Hopefully none of that puts me in dangerous territory as being a political
dissident, but I fear that the increasingly intolerant nature of political
speech in America will make what I'm about to say a thought crime. Two things
to say to this.

First, having been granted a degree in Economics, the greatest take-away is
that statistics and economics are the best way to lie (I did not go in with
that impression, but it is blatantly obvious coming out of it).

Second, I know of two families that are selling resort ranches in the
Southwest near the border. 30 years ago they were profitable, flourishing
tourist destinations. There has been endless massacres and violence nearby in
related to gang and drug cartel activity. No one will go there. It is seen as
_their_ territory and they will defend it with deadly force. No one dares
bring children there. Both of these ranches have been on the market for almost
a decade. Since the crime is not out of control, what is the problem here?
Will you go there? I know, it's 2 data points, just let me know who is willing
to buy these at anything but rock-bottom prices, and can actually get people
to go back there. Perhaps the authors of this article would like to take a
trip there? Have you ever been shot at on your own property by people who are
in your country illegally? Get back to me after you've experienced that.

It's an entirely specious argument made in this piece. Media simultaneously
complains and brags about fleeing these places in the country with the highest
immigration as being far too dangerous for normal human life to exist (1),
while simultaneously arguing that more crime is committed by the domestic
population, which is not supported by reality. It's double speak.

1 - [https://www.nytimes.com/2014/08/03/opinion/sunday/goodbye-
al...](https://www.nytimes.com/2014/08/03/opinion/sunday/goodbye-albuquerque-
land-of-violence.html)

If you want to solve these problems, stop publishing blatantly spurious,
politically-motivated pieces, and do something to actually help these people.
Fight against the War on Drugs.
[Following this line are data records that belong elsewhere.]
Issue #311, opened 2016-01-22
Add a notation for static and runtime semantics attached to grammar productions.


claudepache:
It concerns the phrases of the form "the result of evaluating _production_ with argument _arg_", and "the result of performing Foo of _production_ with argument _arg_", and variations thereof.

Possible notation (to be bikeshed):

>  Evaluation{_production_}(_args_)
> Foo{_production_}(_args_)

etc.

That will allow to replace the majority of ReturnIfAbrupt steps in the spec with the `?` notation.

Issue of my proposal: we lose the editorial distinction between the uses of runtime semantics (marked with the action verbs "performing" and "evaluating") and the use of static semantics.

Examples from section [12.2.6.9](http://tc39.github.io/ecma262/#sec-object-initializer-runtime-semantics-propertydefinitionevaluation):

Replace:

> 1. Let _status_ be the result of performing PropertyDefinitionEvaluation of _PropertyDefinitionList_ with arguments _object_ and _enumerable_.
> 2. ReturnIfAbrupt(status).

with:

> 1. Perform ? PropertyDefinitionEvaluation{_PropertyDefinitionList_}(_object_, _enumerable_).

Replace:

> 1. Let propName be StringValue of _IdentifierReference_.
> 2. Let exprValue be the result of evaluating _IdentifierReference_.
> 3. Let propValue be ? GetValue(exprValue).

with:

> 1. Let propName be StringValue{_IdentifierReference_}().
> 2. Let exprValue be ? Evaluation{_IdentifierReference_}().
> 3. Let propValue be ? GetValue(exprValue).

Replace:

> 1. Let _propKey_ be the result of evaluating _PropertyName_.
> 2. ReturnIfAbrupt(_propKey_).
> 3. Let _exprValueRef_ be the result of evaluating _AssignmentExpression_.
> 4. Let _propValue_ be ? GetValue(_exprValueRef_).

with:

> 1. Let _propKey_ be ? Evaluate{_PropertyName_}().
> 3. Let _exprValueRef_ be ? Evaluate{_AssignmentExpression_}().
> 4. Let _propValue_ be ? GetValue(_exprValueRef_).

claudepache:
> Issue of my proposal: we lose the editorial distinction between the uses of runtime semantics (marked with the action verbs "performing" and "evaluating") and the use of static semantics.

Operations done at runtime should probably always be prefixed by either `?` or `!`; that will restore that distinction.

bterlson:
[...]

PR #955, opened 2017-07-24
Add aoid and update calling conventions for directed operations

bterlson:
This is the ECMA262 changes necessary to use the upcoming support for polymorphic references. I've got a rendering of this here: https://bterlson.github.io/ecma262/#sec-declarative-environment-records. Sending this in case there are any thoughts on this approach before I convert the entire document and commit the ecmarkup change as well.

### DIFF
--- a/spec.html
+++ b/spec.html
@@ -7789,7 +7789,7 @@
         1. For each _d_ in _varDeclarations_, in reverse list order, do
           1. If _d_ is neither a |VariableDeclaration| nor a |ForBinding| nor a |BindingIdentifier|, then
             1. Assert: _d_ is either a |FunctionDeclaration|, a |GeneratorDeclaration|, an |AsyncFunctionDeclaration|, or an |AsyncGeneratorDeclaration|.
-            1. Let _fn_ be the sole element of the BoundNames of _d_.
+            1. Let _fn_ be the sole element of the _d_.BoundNames().
             1. If _fn_ is not an element of _functionNames_, then
               1. Insert _fn_ as the first element of _functionNames_.
               1. NOTE: If there are multiple function declarations for the same name, the last declaration is used.
@@ -15509,7 +15509,7 @@
             1. Else,
               1. Perform ! _envRec_.CreateMutableBinding(_dn_, *false*).
           1. If _d_ is a |FunctionDeclaration|, a |GeneratorDeclaration|, an |AsyncFunctionDeclaration|, or an |AsyncGeneratorDeclaration|, then
-            1. Let _fn_ be the sole element of the BoundNames of _d_.
+            1. Let _fn_ be the sole element of the _d_.BoundNames().
             1. Let _fo_ be the result of performing InstantiateFunctionObject for _d_ with argument _env_.
             1. Perform _envRec_.InitializeBinding(_fn_, _fo_).
       </emu-alg>
@@ -16038,7 +16038,7 @@
 
         <emu-grammar>BindingProperty : SingleNameBinding</emu-grammar>
         <emu-alg>
-          1. Let _name_ be the string that is the only element of BoundNames of |SingleNameBinding|.
+          1. Let _name_ be the string that is the only element of |SingleNameBinding|.BoundNames().
           1. Perform ? KeyedBindingInitialization for |SingleNameBinding| using _value_, _environment_, and _name_ as the arguments.
           1. Return a new List containing _name_.
         </emu-alg>
@@ -17189,7 +17189,7 @@
           IterationStatement : `for` `await` `(` ForDeclaration `of` AssignmentExpression `)` Statement
         </emu-grammar>
         <emu-alg>
-          1. Let _keyResult_ be the result of performing ? ForIn/OfHeadEvaluation(BoundNames of |ForDeclaration|, |AssignmentExpression|, ~async-iterate~).
+          1. Let _keyResult_ be the result of performing ? ForIn/OfHeadEvaluation(|ForDeclaration|.BoundNames(), |AssignmentExpression|, ~async-iterate~).
           1. Return ? ForIn/OfBodyEvaluation(|ForDeclaration|, |Statement|, _keyResult_, ~iterate~, ~lexicalBinding~, _labelSet_, ~async~).
         </emu-alg>
         <emu-note>
@@ -19909,7 +19909,7 @@
         <li>It is a Syntax Error if |UniqueFormalParameters| Contains |YieldExpression| is *true*.</li>
         <li>It is a Syntax Error if |UniqueFormalParameters| Contains |AwaitExpression| is *true*.</li>
         <li>It is a Syntax Error if ContainsUseStrict of |AsyncGeneratorBody| is *true* and IsSimpleParameterList of |UniqueFormalParameters| is *false*.</li>
-        <li>It is a Syntax Error if any element of the BoundNames of |UniqueFormalParameters| also occurs in the LexicallyDeclaredNames of |AsyncGeneratorBody|.</li>
+        <li>It is a Syntax Error if any element of the |UniqueFormalParameters|.BoundNames() also occurs in the LexicallyDeclaredNames of |AsyncGeneratorBody|.</li>
       </ul>
       <emu-grammar>
         AsyncGeneratorDeclaration : `async` `function` `*` BindingIdentifier `(` FormalParameters `)` `{` AsyncGeneratorBody `}`
@@ -19922,7 +19922,7 @@
         <li>If the source code matching this production is strict mode code, the Early Error rules for <emu-grammar>UniqueFormalParameters : FormalParameters</emu-grammar> are applied.</li>
         <li>If the source code matching this production is strict mode code, it is a Syntax Error if |BindingIdentifier| is the |IdentifierName| `eval` or the |IdentifierName| `arguments`.</li>
         <li>It is a Syntax Error if ContainsUseStrict of |AsyncGeneratorBody| is *true* and IsSimpleParameterList of |FormalParameters| is *false*.</li>
-        <li>It is a Syntax Error if any element of the BoundNames of |FormalParameters| also occurs in the LexicallyDeclaredNames of |AsyncGeneratorBody|.</li>
+        <li>It is a Syntax Error if any element of the |FormalParameters|.BoundNames() also occurs in the LexicallyDeclaredNames of |AsyncGeneratorBody|.</li>
         <li>It is a Syntax Error if |FormalParameters| Contains |YieldExpression| is *true*.</li>
         <li>It is a Syntax Error if |FormalParameters| Contains |AwaitExpression| is *true*.</li>
         <li>It is a Syntax Error if |FormalParameters| Contains |SuperProperty| is *true*.</li>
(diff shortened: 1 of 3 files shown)


bterlson:
@jmdyck may have impacts on #545.

jmdyck:
Is StringValue singled out because it's special, or is it just the first of many?

bterlson:
First of many.

jmdyck:
Is "polymorphic references" explained somewhere?

jmdyck:
(Also, the change to calling conventions relates back to open issue #311.)

bterlson:
"polymorphic references" is not an ECMA262 term but how I call them for Ecmarkup purposes. For ECMA262, I will be updating the algorithm conventions to include these conventions both for syntax-directed operations and type-directed operations (where type might be any ECMAScript spec or language value).

jmdyck:
> "polymorphic references" is not an ECMA262 term but how I call them for Ecmarkup purposes.

The word "references" made me wonder if they had something to do with the Reference specification type. Instead, it sounds like you're unifying (or at least bring closer together) the concepts of "concrete methods" (for Environment Records + Module Records) and syntax-directed operations. What they have in common (so far) is:
1. Each such operation has, in effect, an implicit additional parameter, which is referenced (within the op's definition) and set (within an invocation of the op) in various ways (but never in the same way as a conventional parameter).
2. Each such operation is defined by multiple separate algorithms, and which one to use (for any given invocation) is determined by the nature of the value being passed to the implicit parameter.

You could almost fit internal methods into the same scheme. Were you intending to do so?

bterlson:
Yeah my plan is to do this with internal methods as well. Can you elaborate on "almost"? 😛

My thinking in terms of algorithm conventions updates is that "directed operations" [editorial note: awkward name] are algorithms that take an implicit parameter of the receiver (but provides no way to access it). Syntax directed operations expose the receiver as parse nodes named by the receiver's non-terminals, internal methods expose it as an object _O_, and "concrete methods" (record-directed operations?) have the "Let thing be this Thing" convention.

My only concern is that "directed operations" is awkward...

jmdyck:
> Yeah my plan is to do this with internal methods as well.

Ah, then you'll need to be careful about the word "receiver", as `[[Get]]` and `[[Set]]` already have an explicit parameter by that name.

> Can you elaborate on "almost"?

I just meant that with 'concrete methods' and syntax-directed operations, the dispatching is based on an inherent/intrinsic aspect of the 'receiver', whereas with internal methods, the dispatch is just to execute whatever's in the appropriate internal slot of the 'receiver' (which isn't necessarily different in an implementation, but is different in the spec's model).  But I didn't mean that that should stop you from putting them all into the same general category.

>  Syntax directed operations expose the receiver as parse nodes named by the receiver's non-terminals,

I would say that for an SDO, the receiver *is* a parse node. (More specifically, within an algorithm for an SDO, the receiver is an instance of one of the productions that that algorithm is associated with, and it is referenced via the form `this |NT|` where `|NT|` is the lhs-nonterminal of (one of) those production(s). (In the rare case that the alg is associated with multiple productions with different lhs-nonterminals, it turns out the algorithm doesn't need to refer to the receiver.)

> internal methods expose it as an object O

Note that currently they don't all use the name `_O_` (although you could make that change, of course). E.g., [[DefineOwnProperty]] uses `_A_` for Array exotic object, `_S_` for String exotic object, and `_args_` (or `the arguments object`) for arguments exotic object.

> and "concrete methods" (record-directed operations?) have the "Let thing be this Thing" convention.

Currently, some also use the form `Let _envRec_ be the [foo] Environment Record for which the method was invoked.` (So those could be made consistent.)

> My only concern is that "directed operations" is awkward...

I don't think it would be incorrect to call them "polymorphic operations", but I'm not sure it would be clear. Maybe "dispatched operations"? "overloaded operations"?

bterlson:
> Ah, then you'll need to be careful about the word "receiver", as [[Get]] and [[Set]] already have an explicit parameter by that name.

Hmm, can you think of a different name?

> I would say that for an SDO, the receiver is a parse node.

I wanted to say this as well, but to further point out that the receiver is effectively destructured into various aliases the algorithm can access. I don't think the `this |NT|` convention is super necessary for SDOs, I like our current approach of having the NTs in scope.

> Currently, some also use the form Let _envRec_ be the [foo] ...

I want to get rid of these instances - the convention for module records is superior for terseness reasons :)

jmdyck:
>> Ah, then you'll need to be careful about the word "receiver", as [[Get]] and [[Set]] already have an explicit parameter by that name.

> Hmm, can you think of a different name?

Nothing great so far.

You might instead rename [[Get]] and [[Set]]'s `_Receiver_` parameter. Its description says:
>  `If any ECMAScript code must be executed to [verb] the property value, _Receiver_ is used as the *this* value when evaluating the code.`

So you could rename it to (say) `_contingentThisValue_`. (Probably not that, but something along those lines.)

>> I would say that for an SDO, the receiver is a parse node.

> I wanted to say this as well, but to further point out that the receiver is effectively destructured into various aliases the algorithm can access.

I definitely wouldn't use that wording (because it doesn't feel like destructuring to me, and we're not talking about aliases in the sense that's been defined), but we can certainly talk about the forms that an SDO algorithm can use to access the children of the parse node that is the receiver.

> I don't think the `this |NT|` convention is super necessary for SDOs,

What would you change such uses to?

> I like our current approach of having the NTs in scope.

Did you think I was suggesting we do away with that? (I wasn't.)

spec.html
```diff
@@ -16743,7 +16743,7 @@ <h1 id="ao-issuperreference">IsSuperReference ( _V_ )</h1>
       </emu-alg>
       <emu-grammar>ContinueStatement : `continue` LabelIdentifier `;`</emu-grammar>
       <emu-alg>
-        1. If the StringValue of |LabelIdentifier| is not an element of _iterationSet_, return *true*.
+        1. If the |LabelIdentifier|.StringValue() is not an element of _iterationSet_, return *true*.
```
claudepache: Probably “If |LabelIdentifier|.StringValue()...” (extraneous “the”).

The current spec has “StringValue of ...” in some places and “the StringValue of ...” in other places.

jmdyck:
An alternative for "receiver" might be "subject".

ljharb:
fwiw, "receiver" is an established term for the "this value" of a function; it'd be ideal to stick with that definition.

jmdyck:
Just wondering what the status of this PR is.

claudepache:
ping?

spec.html
```diff
@@ -751,29 +751,38 @@ <h1>Algorithm Conventions</h1>
...
-        1. Return the result of evaluating |StatementList|.
-      </emu-alg>
+    <emu-clause id=sec-algorithm-conventions-directed-operations>
+      <h1>Directed Operations</h1>
+      <p>Some abstract operations, called <dfn>directed operations</dfn>, are implicitly parameterized with a target and have multiple definitions that may be selected depending on the value of the target. The target is referenced by callers of a directed operation using the method-like reference form `target.Operation()`. The target value may be referenced by the algorithm in a manner defined for that type of directed operation.</p>
+      
+
+      <emu-clause id=sec-algorithm-conventions-object-directed-operations>
+        <h1>Object-Directed Operations</h1>
+        <p>Blah blah blah</p>
```
ljharb: ?

spec.html
```diff
@@ -751,29 +751,38 @@ <h1>Algorithm Conventions</h1>
...
-      </emu-grammar>
-      <p>but the Evaluation operation does not associate an algorithm with that production. In that case, the Evaluation operation implicitly includes an association of the form:</p>
-      <p><b>Runtime Semantics: Evaluation</b></p>
-      <emu-grammar type="example">Block : `{` StatementList `}`</emu-grammar>
-      <emu-alg>
-        1. Return the result of evaluating |StatementList|.
-      </emu-alg>
+    <emu-clause id=sec-algorithm-conventions-directed-operations>
+      <h1>Directed Operations</h1>
+      <p>Some abstract operations, called <dfn>directed operations</dfn>, are implicitly parameterized with a target and have multiple definitions that may be selected depending on the value of the target. The target is referenced by callers of a directed operation using the method-like reference form `target.Operation()`. The target value may be referenced by the algorithm in a manner defined for that type of directed operation.</p>
```
ljharb: tbh using something like the bind operator might work better, like `target::Operation()`, if we had that available

jmdyck: The spec is already using the syntax `target.Operation()`, and this PR generalizes its use (i.e., extends it in a compatible way).

Conversely, PR #1515 (BigInt) is proposing a `target::Operation()` syntax with different semantics from what you're suggesting. (In that PR, `target` is a *type* rather than a *value*.)

So why do you think that the `::` syntax might work better for this PR?

ljharb: I wasn’t making it as a concrete suggestion, since the bind operator isn’t a thing yet - more saying that using a dot, for a method that isn’t attached to the receiver, is confusingly non javascripty- so using an operator designed for this purpose seems nicer.

jmdyck: I'm not really following you. Can you clarify what you mean by "attached to"? E.g., give cases where you think an abstract method is/isn't attached to a spec value?

ljharb: It’s entirely possible I’m misreading this PR. It seemed to me that a standalone function was being called with an object as the implicit receiver, but perhaps these aren’t standalone functions.

jmdyck: They aren't functions at all, they're abstract operations. If that's what you meant, then I'm not sure what you mean by "standalone". Can you define it in spec terms, or give examples of standalone and non-standalone operations?

ljharb: An abstract operation is a standalone function - it isn't attached to any object. It doesn't have a receiver, just like a strict-mode non-bound JS function invoked with parens without using member access doesn't.

jmdyck: So I think you're saying that you would would like to limit the spec notation:


To clarify, if `envRec` is some kind of environment record, and some alg step invokes `envRec.HasBinding(N)`, would you say that the `HasBinding` method:
- is standalone?
- is attached to `envRec`? 
- has a receiver?

jmdyck: So I think you're saying that you'd prefer to limit the spec notation `X.Foo(args)` to cases where `Foo` is defined to be a component / attribute / "property" of `X`, and use something other that dot (e.g., `::`) when it isn't. This PR introduces notation like `|RelationalExpression|.Evaluate()`, but a syntax directed operation (like `Evaluate`) is not a component of a Parse Node, so you'd prefer the non-dot punctuation instead.

ljharb: Yes, that sounds right :-)

jmdyck: Okay. So, applying that to existing constructs would go like this?:
- `_object_.[[InternalMethod]](...)` would stick with the dot (because the spec tends to talk about internal methods as if they're "attached" to the object).
- `_envRec_.EnvRecMethod(...)` would switch to the non-dot punctuation (because specific env record methods seem more like they belong to a particular env rec *type*).
- `_moduleRec_.ModuleRecMethod(...)` ditto EnvRecMethod

claudepache: The Perl user in me is suggesting:

> _envRec_ →EnvRecMethod(...)

and:

> |ParseNode|→Evaluate()

where |ParseNode| is implicitly [blessed](https://perldoc.perl.org/functions/bless.html) into `main`.

bakkot:
@bterlson is no longer editor and the current editor group doesn't intend to pick this up, so I'm going to close this for the moment. If anyone is strongly in favor of this change and is inclined to do the work, open a new issue where we can discuss it.

jmdyck:
I made [a PR against this PR](https://github.com/bterlson/ecma262/pull/3) a couple years ago, but it never got incorporated. I suppose I'll re-mount the whole thing as a PR against master sometime.

bakkot:
@jmdyck Check with the editors before doing the work (by opening an issue); we weren't clear on whether we were in favor of the change.

jmdyck:
ok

For equal rights and legitimate pathways to
citizenship for the many that are working here legally, doing hard work here,
below the US minimum wage. For justice and liberty within government and
against the plutocracy.

This piece is really bad. Most decreases in crime are likely due to general
decreases in crime over the time-period studied, or other blatant oversights.

Nowhere did I say I disagree with equal rights or opportunity, nor with
diversity. I disagree with an illegal, unfair immigration scheme and a War on
Drugs, the former of which puts corporate interests, and latter DEA and CIA
interests, above the welfare of the people.